§ Dataset entries:
_ _ _ _ _
PR #3550, opened 2026-08-19
feat(cli): ~/.config/dimos becomes a real config directory

spomichter:
Final layout, per stash — the aws model:

```
~/.config/dimos/config        # human-edited JSON, extensionless
~/.config/dimos/credentials   # machine-written by dimos login, plain-text key, 0600
```

- Default `--config` is `~/.config/dimos/config`; `read_config_file` treats a directory as absent.
- **Legacy flat file at `~/.config/dimos`: `dimos run` refuses loudly** with the exact one-line `mv` recipe and exits 2 — zero filesystem mutation. The check lives only in the run command: a machine with the flat file predates `dimos login` existing, so that's the command it will hit. No migration state machine → all three Greptile P1s structurally gone.
- Verified: targeted tests + 260 across cli/blueprint_config, mypy strict clean, E2E through the installed console script (refusal prints the recipe; following it restores normal operation; credentials land 0600 inside the dir).

### DIFF
--- a/dimos/constants.py
+++ b/dimos/constants.py
@@ -41,16 +41,6 @@ else:
 CREDENTIALS_PATH = CONFIG_DIR / "dimos" / "credentials"
 
 
-def reject_legacy_config() -> None:
-    """~/.config/dimos used to BE the config file; it is now a directory."""
-    legacy = CONFIG_DIR / "dimos"
-    if legacy.is_file():
-        raise RuntimeError(
-            f"config found at old path {legacy}, which is now a directory; move it:\n"
-            f"  mv {legacy} {legacy}.tmp && mkdir {legacy} && mv {legacy}.tmp {legacy}/config"
-        )
-
-
 """
 Constants for shared memory
 Usually, auto-detection for size would be preferred. Sadly, though, channels are made
--- a/dimos/constants.py
+++ b/dimos/constants.py
@@ -41,20 +41,14 @@ else:
 CREDENTIALS_PATH = CONFIG_DIR / "dimos" / "credentials"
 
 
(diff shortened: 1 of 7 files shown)


dimos/constants.py
```diff
@@ -38,7 +38,18 @@
     LOG_DIR = STATE_DIR / "logs"
     RECORDINGS_DIR = STATE_DIR / "recordings"
 
-CREDENTIALS_PATH = CONFIG_DIR / "dimos-credentials"
+CREDENTIALS_PATH = CONFIG_DIR / "dimos" / "credentials"
+
+
+def reject_legacy_config() -> None:
```
paul-nechifor: This file is for constants, not functions.

dimos/core/coordination/blueprint_config/test_sources.py
```diff
@@ -80,3 +80,10 @@ def test_config_file_errors_are_clear_but_missing_file_is_optional(tmp_path: Pat
     not_an_object.write_text("[]")
     with pytest.raises(BlueprintConfigError, match="must contain a JSON object"):
         parser.parse(config_path=not_an_object, environ={})
+
+
+def test_config_path_that_is_a_directory_reads_as_absent(tmp_path: Path) -> None:
+    # ~/.config/dimos may exist as a directory (it holds the config file since the
+    # flat-file migration); pointing at a directory must mean "no config".
+    parser = BlueprintConfigParser(PrimaryModule.blueprint())
+    parser.parse(config_path=tmp_path, environ={})
```
paul-nechifor: It's not clear what this test is for as there are no assertions.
_ _ _ _ _
§ YOUR TASK:
Give only the number of lines in the preceding data that include the word "must".

§ SOLUTION BELOW:
2